Змею обязательно следовало застрелить до Воздвиженья, ибо в сей день они сползаются к своей матери в Ирсад, кроме тех, которые кого-то укусили. Там, поговаривали, находятся и души еще не родившихся детей. На Воздвиженье в лес не совался ни один охотник, опасаясь «гадючего камня», дырявого, продутого ползущими гадами. Чтобы день не пропал втуне, нянь пересиживал его в корчме. Туда змий ползучий не лез.

Найденные кожи змей, ящериц и лягушек бережно хранились, а на Главосеки сжигались на костре из колючего боярышника, который разжигали из «ошкалька грозы» — щепки от дерева, пораженного молнией. А пеплом тем для «обороны» натирали ружья, пистоли, пороховницы, тесаки, ловушки, рогатины и «медвежьи бороны». Если пушка часто «живила» (только ранила), тогда из нее следовало выстрелить ужом. Была и приправа («мертвая» щепка из свербигузки) — на то, чтобы патроны не разносили дробь. Были и свои молитвы. На Главосеки стрелковая челядь целые сутки насухо постилась, чтобы дуло не разорвало.

Весь год защищала оружие отцова «заготовка», и не мог ее никто ни заговорить, ни убавить. Кроме того, он учил, как «привлечь» оружие к руке, как перебить дымом запах на страже. А главное — следить за порохом, чтобы его не украли, ибо тогда хоть сразу избавляйся от курковки.

Не любил отец стрелковой охоты, не любил, называл ее «дуриловством». Пройдет время — и я, наконец, пойму: оружие он не брал в руки, ибо не было сего в его сердце. Погодя, в высокой школе Лемберга, вычитаю я признание великого Ибн Сины: «Лучшее лекарство — избежать лекарств». И это станет основой моего лечения. Я — сын своего отца. Какое дерево, такой и клин. Дремучий, как пралес, и неграмотный (вместо подписи чертил на бумаге рыбий хвост), он мудрым сердцем дошел, что самое честное оружие для охотника — его руки. Хотя бы такая справедливость перед зверем и птицей. Тварями Божьими…

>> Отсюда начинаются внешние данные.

PR #6479, opened 2025-05-08
docs: clarify commit_trailers deduplication

prattmic:
I spent quite a while confused by the presence of
`if(!trailers.contains_key("Change-Id")` in the `commit_trailers` example. My thinking was: if `commit_trailers` already performs deduplication, then isn't this logic useless?

Eventually I realized that the `commit_trailers` deduplication works on the entire line, not just the key as I'd assumed. (And that makes sense for trailers like Signed-off-by that can appear more than once.)

I've reworded the `commit_trailers` documentation to try to make this more clear.

To be honest, I'm not thrilled with the way the wording turned out, so suggestions are welcome. In particular, I've tried to define each trailer as a "line in the template", but since `format_signed_off_by_trailer` and `format_gerrit_change_id_trailer` (helpfully!) include a newline, that definition isn't super obvious in the example.

cc @glehmann

### DIFF
--- a/docs/config.md
+++ b/docs/config.md
@@ -240,9 +240,16 @@ is ignored.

А руки он имел необыкновенные. Не обработав за жизнь и грядки, за полдня выкапывал, оснащал острыми кольями и прятал яму-западню на волков и кабанов, которые так донимали земледельцев. Голыми руками ладил «слупы»: два столба, а на них тяжелое бревно с приманкой; когда зверь тянулся за едой, сдвигал сторожок и сваливал на себя колоды… Плел из лозы путаную западню, куда волк легко заходил за привязанным зайцем, а выбраться уже не мог… Клал сети и петли на звериных тропах, самоловы на гибких деревцах, «залеты» на водопоях, «подколоды» на куниц и хорьков, из которых опосля воспитывал себе помощников… Выдалбливал «ступицы» в поленьях, куда зверь вставлял лапы и уже не мог вынуть. Ковал «бороны» на медведей-резунов, на которых те пробивали лапы… Вытачивал «разорительницы» для диких кошек. Навешивал птичьи перевесины. Клепал дымовки для нор… Да что там говорить, простое коромысло с приманкой на крюках так хитро приспосабливал в лесных чащах, что они разрывали хищнику пасть.

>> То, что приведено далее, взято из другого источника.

PR #6486, opened 2025-05-09
cli: warn if `git.write-change-id-header` is explicitly enabled

winterqt:
# Checklist

If applicable:

### DIFF
--- a/cli/src/config.rs
+++ b/cli/src/config.rs
@@ -726,6 +726,16 @@ pub fn default_config_migrations() -> Vec<ConfigMigrationRule> {
                 Ok(format!(r#""{escaped}""#).into())
             },
         ),
+        ConfigMigrationRule::custom(
+            |layer| {
+                let Ok(Some(write_change_id)) = layer.look_up_item("git.write-change-id-header")
+                else {
+                    return false;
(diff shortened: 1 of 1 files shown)


cli/src/config.rs
```diff
@@ -726,6 +726,16 @@ pub fn default_config_migrations() -> Vec<ConfigMigrationRule> {
                 Ok(format!(r#""{escaped}""#).into())
             },
         ),
+        ConfigMigrationRule::custom(
+            |layer| {
+                let Ok(Some(write_change_id)) = layer.look_up_item("git.write-change-id-header")
+                else {
```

«А руки он имел необыкновенные. Не обработав за жизнь и грядки, за полдня выкапывал, оснащал острыми кольями и прятал яму-западню на волков и кабанов, которые так донимали земледельцев. Голыми руками ладил «слупы»: два столба, а на них тяжелое бревно с приманкой; когда зверь тянулся за едой, сдвигал сторожок и сваливал на себя колоды… Плел из лозы путаную западню, куда волк легко заходил за привязанным зайцем, а выбраться уже не мог…» (стр. 362).

Знали об этих приспособлениях и другие охотники, но в ловушки Грицка «зверек лез сам». Ибо, кроме охотничьей примусии, было у него еще и много «вабиков» — рожков, пищалок, дрымб, которыми созывал к себе дичь. А как он «беседовал» с ней! Звери не люди, с ними отец говорил прибаутками, был даже разговорчив. Было о чем покалякать в чаще воспитанным дикой свободой человеку и животине. Родственные в извечном соревновании — добыть корм. И он его добывал.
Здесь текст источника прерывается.